*** Dataset records Section Begins ***
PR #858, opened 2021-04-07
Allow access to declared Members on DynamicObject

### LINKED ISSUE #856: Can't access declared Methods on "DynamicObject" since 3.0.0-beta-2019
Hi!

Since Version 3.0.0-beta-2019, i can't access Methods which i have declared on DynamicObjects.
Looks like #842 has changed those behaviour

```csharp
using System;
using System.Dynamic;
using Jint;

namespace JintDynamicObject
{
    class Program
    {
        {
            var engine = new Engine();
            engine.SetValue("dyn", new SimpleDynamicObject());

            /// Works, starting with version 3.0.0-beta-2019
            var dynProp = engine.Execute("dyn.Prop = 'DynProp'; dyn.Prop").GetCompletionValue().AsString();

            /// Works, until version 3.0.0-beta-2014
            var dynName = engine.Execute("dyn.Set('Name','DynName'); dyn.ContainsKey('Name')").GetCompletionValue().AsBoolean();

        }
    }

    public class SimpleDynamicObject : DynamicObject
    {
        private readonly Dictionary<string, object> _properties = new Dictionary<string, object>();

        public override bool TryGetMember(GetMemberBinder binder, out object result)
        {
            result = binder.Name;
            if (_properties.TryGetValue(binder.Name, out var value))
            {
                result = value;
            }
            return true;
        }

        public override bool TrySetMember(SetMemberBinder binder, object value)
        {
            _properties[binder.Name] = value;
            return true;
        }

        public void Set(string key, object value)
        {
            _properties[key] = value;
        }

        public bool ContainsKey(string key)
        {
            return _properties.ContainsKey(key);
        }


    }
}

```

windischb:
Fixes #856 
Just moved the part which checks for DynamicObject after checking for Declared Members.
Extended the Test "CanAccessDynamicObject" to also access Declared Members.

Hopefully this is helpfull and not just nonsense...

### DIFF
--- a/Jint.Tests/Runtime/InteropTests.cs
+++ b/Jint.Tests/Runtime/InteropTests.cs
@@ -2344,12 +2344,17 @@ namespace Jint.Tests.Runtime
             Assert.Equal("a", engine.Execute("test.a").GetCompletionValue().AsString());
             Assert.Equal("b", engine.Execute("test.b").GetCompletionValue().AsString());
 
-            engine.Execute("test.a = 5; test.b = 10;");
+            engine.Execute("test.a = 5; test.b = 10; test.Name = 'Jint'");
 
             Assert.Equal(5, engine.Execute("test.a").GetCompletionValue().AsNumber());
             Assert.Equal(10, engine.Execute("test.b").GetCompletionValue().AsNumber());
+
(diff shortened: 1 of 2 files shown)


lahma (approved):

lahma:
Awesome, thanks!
*** Dataset records Section Ends ***
*** Dataset records Section Begins ***
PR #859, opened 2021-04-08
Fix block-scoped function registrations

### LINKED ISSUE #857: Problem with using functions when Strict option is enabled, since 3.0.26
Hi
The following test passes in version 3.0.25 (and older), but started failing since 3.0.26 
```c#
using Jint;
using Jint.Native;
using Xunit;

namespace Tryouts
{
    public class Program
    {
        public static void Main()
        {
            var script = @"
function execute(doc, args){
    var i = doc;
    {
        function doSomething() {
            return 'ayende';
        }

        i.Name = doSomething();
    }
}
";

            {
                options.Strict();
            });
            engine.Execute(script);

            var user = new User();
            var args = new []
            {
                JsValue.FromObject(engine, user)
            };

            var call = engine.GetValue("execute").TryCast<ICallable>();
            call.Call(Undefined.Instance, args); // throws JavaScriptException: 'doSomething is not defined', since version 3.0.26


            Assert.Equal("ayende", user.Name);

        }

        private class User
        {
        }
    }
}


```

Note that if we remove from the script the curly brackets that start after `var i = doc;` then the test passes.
*** Dataset records Section Ends ***
*** Dataset records Section Begins ***
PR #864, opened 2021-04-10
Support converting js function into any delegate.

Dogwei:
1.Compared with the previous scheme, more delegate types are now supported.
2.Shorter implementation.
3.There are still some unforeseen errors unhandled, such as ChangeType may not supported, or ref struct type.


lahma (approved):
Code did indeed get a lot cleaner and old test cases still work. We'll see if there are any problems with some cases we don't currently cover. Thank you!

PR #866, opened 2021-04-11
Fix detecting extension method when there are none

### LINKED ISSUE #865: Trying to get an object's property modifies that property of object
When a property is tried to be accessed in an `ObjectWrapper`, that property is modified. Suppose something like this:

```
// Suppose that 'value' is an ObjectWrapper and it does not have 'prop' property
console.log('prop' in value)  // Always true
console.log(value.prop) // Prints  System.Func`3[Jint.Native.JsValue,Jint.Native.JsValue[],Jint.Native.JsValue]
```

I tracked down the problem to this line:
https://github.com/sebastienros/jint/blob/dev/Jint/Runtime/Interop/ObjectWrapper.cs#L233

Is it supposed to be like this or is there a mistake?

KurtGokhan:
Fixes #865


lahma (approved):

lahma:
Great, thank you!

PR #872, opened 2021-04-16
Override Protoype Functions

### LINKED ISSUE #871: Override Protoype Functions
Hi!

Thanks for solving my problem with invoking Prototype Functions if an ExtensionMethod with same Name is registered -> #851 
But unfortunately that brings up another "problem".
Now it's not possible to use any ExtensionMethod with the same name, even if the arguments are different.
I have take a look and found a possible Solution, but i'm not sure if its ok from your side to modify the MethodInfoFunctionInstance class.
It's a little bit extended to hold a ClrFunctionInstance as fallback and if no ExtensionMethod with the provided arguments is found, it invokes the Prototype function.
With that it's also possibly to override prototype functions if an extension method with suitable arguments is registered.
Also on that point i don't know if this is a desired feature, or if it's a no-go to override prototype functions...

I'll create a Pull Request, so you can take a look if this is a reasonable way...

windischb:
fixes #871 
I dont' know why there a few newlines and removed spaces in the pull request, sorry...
*** Dataset records Section Ends ***
What to work on: Note each line above that contains "result" and copy it out.

Finished exercise:
        public override bool TryGetMember(GetMemberBinder binder, out object result)
            result = binder.Name;
                result = value;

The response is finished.